The dispute as to whether we have an early Chinese monotheism in the Christian sense is an idle one, in as much as Heaven has never been the sole power to which sacrifices were made. The Chinese also revered the Earth and gave it more importance than Heaven. This underpins the polarity between Heaven and Earth characteristic of the Chinese cosmos.
This polarity is built into the system of the Book of Changes. We encounter this polarity under yet another aspect in the antithesis between the sexes. The feminine Earth is contrasted with the masculine Heaven, Mother Earth with Father in Heaven.

The first hexagram, called Ch’ien, the creative or Heaven, is made up of six unbroken lines, and stands for the primal power, which is light-giving, active, strong, and of the spirit. The power represented by the hexagram is to be understood in a dual sense-in terms of its action on the universe and of its action on the world of mankind. It therefore denotes the creative action of the holy man or sage who through his power awakens and develops their higher nature.

The second hexagram, K’un the receptive, the earth, is made up of six broken lines. The broken lines represent the dark, yielding, receptive primal power of yin. The attribute of the hexagram is devotion; its image is the Earth. It is the perfect complement of the creative - the complement, not the opposite, for the receptive does not combat the creative but completes it. There are another sixty-two hexagrams so that it would require a whole book to analyse them.
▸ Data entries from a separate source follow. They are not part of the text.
PR #584, opened 2018-11-09
Change logged-in user redirect to login_init hook

joshcanhelp:
### Changes

PR #583 did not address all warnings that came from this change. Moving this to an existing method hooked to `login_init` and adding tests for this and all other functionality in the `login_auto` method. 

### References

#583

### Testing

### DIFF
--- a/WP_Auth0.php
+++ b/WP_Auth0.php
@@ -372,18 +372,6 @@ class WP_Auth0 {
 			return;
 		}
 
-		// If the user has a WP session, determine where they should end up and redirect.
-		if ( is_user_logged_in() ) {
-			$login_redirect = empty( $_REQUEST['redirect_to'] ) ?
-				$this->a0_options->get( 'default_login_redirection' ) :
-				filter_var( $_REQUEST['redirect_to'], FILTER_SANITIZE_URL );
-
-			// Add a cache buster to avoid an infinite redirect loop on pages that check for auth.
-			$login_redirect = add_query_arg( time(), '', $login_redirect );
-			wp_safe_redirect( $login_redirect );
-			exit;
-		}
-
 		wp_enqueue_style( 'auth0', WPA0_PLUGIN_CSS_URL . 'login.css', false, WPA0_VERSION );
 	}
 
--- a/lib/WP_Auth0_LoginManager.php
+++ b/lib/WP_Auth0_LoginManager.php
@@ -103,6 +103,27 @@ class WP_Auth0_LoginManager {
 	 */
 	public function login_auto() {
 
+		// Do not redirect anywhere if this is a logout action.
+		if ( isset( $_GET['action'] ) && 'logout' === $_GET['action'] ) {
+			return false;
+		}
+
+		// Do not redirect login page override.
+		if ( isset( $_GET['wle'] ) ) {
+			return false;
+		}
+
+		// Do not redirect non-GET requests.
+		if ( strtolower( $_SERVER['REQUEST_METHOD'] ) !== 'get' ) {
+			return false;
+		}
+
+		// Do not redirect Auth0 login processing.
+		// TODO: This should be removed as this page is no longer used for callbacks.
+		if ( null !== $this->query_vars( 'auth0' ) ) {
+			return false;
+		}
+
 		// If the user has a WP session, determine where they should end up and redirect.
 		if ( is_user_logged_in() ) {
 			$login_redirect = empty( $_REQUEST['redirect_to'] ) ?
@@ -115,21 +136,8 @@ class WP_Auth0_LoginManager {
 			exit;
 		}
 
-		if (
-			// Nothing to do.
-			( ! $this->a0_options->get( 'auto_login', false ) )
-			// Auth0 is not ready to process logins.
-			|| ! WP_Auth0::ready()
-			// Do not redirect POST requests.
-			|| strtolower( $_SERVER['REQUEST_METHOD'] ) !== 'get'
-			// Do not redirect login page override.
-			|| isset( $_GET['wle'] )
-			// Do not redirect log out action.
-			|| ( isset( $_GET['action'] ) && 'logout' === $_GET['action'] )
-			// Do not redirect Auth0 login processing.
-			// TODO: This should be removed as this page is no longer used for callbacks.
-			|| null !== $this->query_vars( 'auth0' )
-		) {
+		// Do not use the ULP if the setting is off or if the plugin is not configured.
+		if ( ! $this->a0_options->get( 'auto_login', false ) || ! WP_Auth0::ready() ) {
 			return false;
 		}
 
--- a/lib/WP_Auth0_LoginManager.php
+++ b/lib/WP_Auth0_LoginManager.php
@@ -96,9 +96,25 @@ class WP_Auth0_LoginManager {
 	}
 
 	/**
-	 * Redirect to a specific connection designated in Settings > Advanced
+	 * Redirect logged-in users from wp-login.php.
+	 * Redirect to Universal Login Page under certain conditions and if the option is turned on.
+	 *
+	 * @return bool
 	 */
 	public function login_auto() {
+
+		// If the user has a WP session, determine where they should end up and redirect.
+		if ( is_user_logged_in() ) {
+			$login_redirect = empty( $_REQUEST['redirect_to'] ) ?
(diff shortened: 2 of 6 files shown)


tests/testRenderForm.php
```diff
@@ -87,63 +90,4 @@ public function testThatFormRendersWhenAuth0IsReady() {
...
-		$value = $on ? uniqid() : null;
-		self::$opts->set( 'domain', $value );
-		self::$opts->set( 'client_id', $value );
-		self::$opts->set( 'client_secret', $value );
-	}
-
-	/**
-	 * Run after each test.
-	 */
-	public function tearDown() {
```
joshcanhelp: Moved up ☝️

tests/testRenderForm.php
```diff
@@ -87,63 +90,4 @@ public function testThatFormRendersWhenAuth0IsReady() {
...
-		}
-		$this->assertTrue( $caught_exception );
-	}
-
-	/**
-	 * Set the Auth0 plugin settings.
-	 *
-	 * @param boolean $on - True to turn Auth0 on, false to turn off.
-	 */
-	public static function auth0Ready( $on = true ) {
```
joshcanhelp: Moved to `tests/traits/optionsHelpers.php` 👇

tests/testRenderForm.php
```diff
@@ -87,63 +90,4 @@ public function testThatFormRendersWhenAuth0IsReady() {
 
 		$this->assertContains( 'auth0-login-form', self::$wp_auth0->render_form( self::$html ) );
 	}
-
-	/**
-	 * Test that a specific region and domain return the correct number of IP addresses.
-	 */
-	public function testThatLoggedInUserIsRedirected() {
```
joshcanhelp: Moved to proper test suite ☝️

tests/testLoginManager.php
```diff
@@ -133,4 +173,131 @@ function ( $auth_url, $params ) {
 		);
 		$this->assertEquals( 'https://test-custom.auth0.com/authorize?test=this', $auth_url );
 	}
+
+	/**
+	 * Test that logged-in users are redirected from the wp-login.php page.
+	 */
+	public function testThatLoggedInUserIsRedirectedFromWpLogin() {
```
joshcanhelp: Moved from `tests/testRenderForm.php` 👇

tests/testLoginManager.php
```diff
@@ -133,4 +173,131 @@ function ( $auth_url, $params ) {
...
+
+		// Redirect will have a dynamic cache breaker so cannot assertEquals here.
+		$this->assertNotFalse( strpos( $caught_redirect['location'], 'http://example.org/custom?' ) );
+		$this->assertEquals( 302, $caught_redirect['status'] );
+	}
+
+	/**
+	 * Test that the ULP redirect happens.
+	 */
+	public function testUlpRedirect() {
```
joshcanhelp: Set everything up to make sure the ULP redirect happens under normal conditions.

lib/WP_Auth0_LoginManager.php
```diff
@@ -111,11 +127,10 @@ public function login_auto() {
 			// Do not redirect log out action.
 			|| ( isset( $_GET['action'] ) && 'logout' === $_GET['action'] )
 			// Do not redirect Auth0 login processing.
+			// TODO: This should be removed as this page is no longer used for callbacks.
 			|| null !== $this->query_vars( 'auth0' )
-			// Do not redirect if already authenticated.
```
joshcanhelp: Dealing with this condition in the block added above in this method ☝️

WP_Auth0.php
```diff
@@ -372,18 +372,6 @@ public function render_auth0_login_css() {
 			return;
 		}
 
-		// If the user has a WP session, determine where they should end up and redirect.
```
joshcanhelp: Meat of the PR here. This still was not early enough to precede any HTML output, leading to a PHP warning.

lib/WP_Auth0_LoginManager.php
```diff
@@ -111,11 +127,10 @@ public function login_auto() {
...
-			|| is_user_logged_in()
 		) {
-			return;
+			return false;
```
joshcanhelp: This is used in a hook call so return value is never used ... expect in tests now!

tests/testLoginManager.php
```diff
@@ -14,7 +14,50 @@
...
+	 * @var WP_Auth0_UsersRepo
+	 */
+	protected static $users_repo;
+
+	/**
+	 * Setup for entire test class.
+	 */
+	public static function setUpBeforeClass() {
+		parent::setUpBeforeClass();
+		self::$opts       = WP_Auth0_Options::Instance();
```
lbalmaceda: this is done once, but its contents are changed multiple times in different tests. I think it should be moved into a method that runs "before each test" so you can ensure the tests are fully independent of each other.

e.g. some tests set the `client_id` property, some others don't. **Independently of** if those tests are running methods that use or not that `client_id` value from the props, if not part of the context then make sure that the props object is always with the values you need for test and nothing else. By doing what I mentioned in the paragraph above you can ensure that those props get reseted on each test run. And each test should prepare their own test context/environment prior to call the "method in test".

tests/testLoginManager.php
```diff
@@ -14,7 +14,50 @@
...
+
+	/**
+	 * Run after each test.
+	 */
+	public function tearDown() {
+		parent::tearDown();
+		self::auth0Ready( false );
+		$this->stopRedirectHalting();
+		self::$error_log->clear();
+		self::$opts->set( 'custom_domain', '' );
```
lbalmaceda: Seems easier to throw this instance and create a new one than be changing manually each prop, as you could be forgetting some of them when adding new tests. Note this are tests and performance hit is not relevant here. Instantiate whatever you need the times you need 👍

tests/testLoginManager.php
```diff
@@ -133,4 +173,133 @@ function ( $auth_url, $params ) {
 		);
 		$this->assertEquals( 'https://test-custom.auth0.com/authorize?test=this', $auth_url );
 	}
+
+	/**
+	 * Test that logged-in users are redirected from the wp-login.php page.
+	 */
+	public function testThatLoggedInUserIsRedirectedFromWpLogin() {
+		$this->startRedirectHalting();
```
lbalmaceda: This is what I didn't fully understand from yesterday's response. Couldn't you call this line at the very end of the "run before each test" method? It's cleaner than having to copy-paste it on every test.

tests/testLoginManager.php
```diff
@@ -133,4 +173,133 @@ function ( $auth_url, $params ) {
...
+		}
+		$this->assertEquals( 302, $caught_redirect['status'] );
+
+		// Test that request method will stop redirect.
+		$req_method_backup         = $_SERVER['REQUEST_METHOD'];
+		$_SERVER['REQUEST_METHOD'] = 'POST';
+		$this->assertFalse( $login_manager->login_auto() );
+		$_SERVER['REQUEST_METHOD'] = $req_method_backup;
+
+		// Test that WP login override will skip the redirect.
```
lbalmaceda: All these 3 checks below should be moved into 3 different tests as the condition for the test changes.

tests/traits/optionsHelpers.php
```diff
@@ -0,0 +1,33 @@
...
+	public static $opts;
+
+	/**
+	 * Set the Auth0 plugin settings.
+	 *
+	 * @param boolean $on - True to turn Auth0 on, false to turn off.
+	 */
+	public static function auth0Ready( $on = true ) {
+		$value = $on ? uniqid() : null;
+		self::$opts->set( 'domain', $value );
```
lbalmaceda: sounds odd, even for a test, that a domain's test value is not a url shaped string but a random string.

joshcanhelp: The value is not used or checked anywhere so it's irrelevant. In this way, I can set this to something to make the plugin "active" and if I ever try to check for a specific value, it will fail (correctly).

tests/testLoginManager.php
joshcanhelp: Cleaner but not needed for every test. Some of these cannot be combined because they throw exceptions at different places.

tests/testLoginManager.php
joshcanhelp: Also ... `WP_Auth0_Options::Instance()` returns an existing object with options stored in memory.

At a very early date pairs of specific animals represent the antithesis of the sexes: we encounter this antithesis in the Book of Changes. The symbol of the masculine principle is the dragon, of the feminine, the mare. The pairing of the dragon and the mare, which seems so extraordinary to us, is to be explained by early mythological ideas. In the West, dragons guard treasure and are slain; in the East, they are not slain, but their electrical power is kept in the realm in which it can be made useful. Thus, the dragon stands for a purifying breakthrough, a liberating thunderstorm.

Contrasting with the dragon and keeping him under control is the mare. Horses are useful and natural. And so, the docile mare acts as a counterpart of the roaming dragon.
The above gives a very sketchy introduction to this very rich, baffling and evocative text. The Book of Changes cannot be read from beginning to end as its content is so varied and intricate. The best approach is to read the material gathered under one hexagram, meditate on the configuration of lines, explore the judgement and the image.
It is a truly inexhaustible book and introduces the reader to a world of ideas which is exotic, endlessly suggestive and provocative.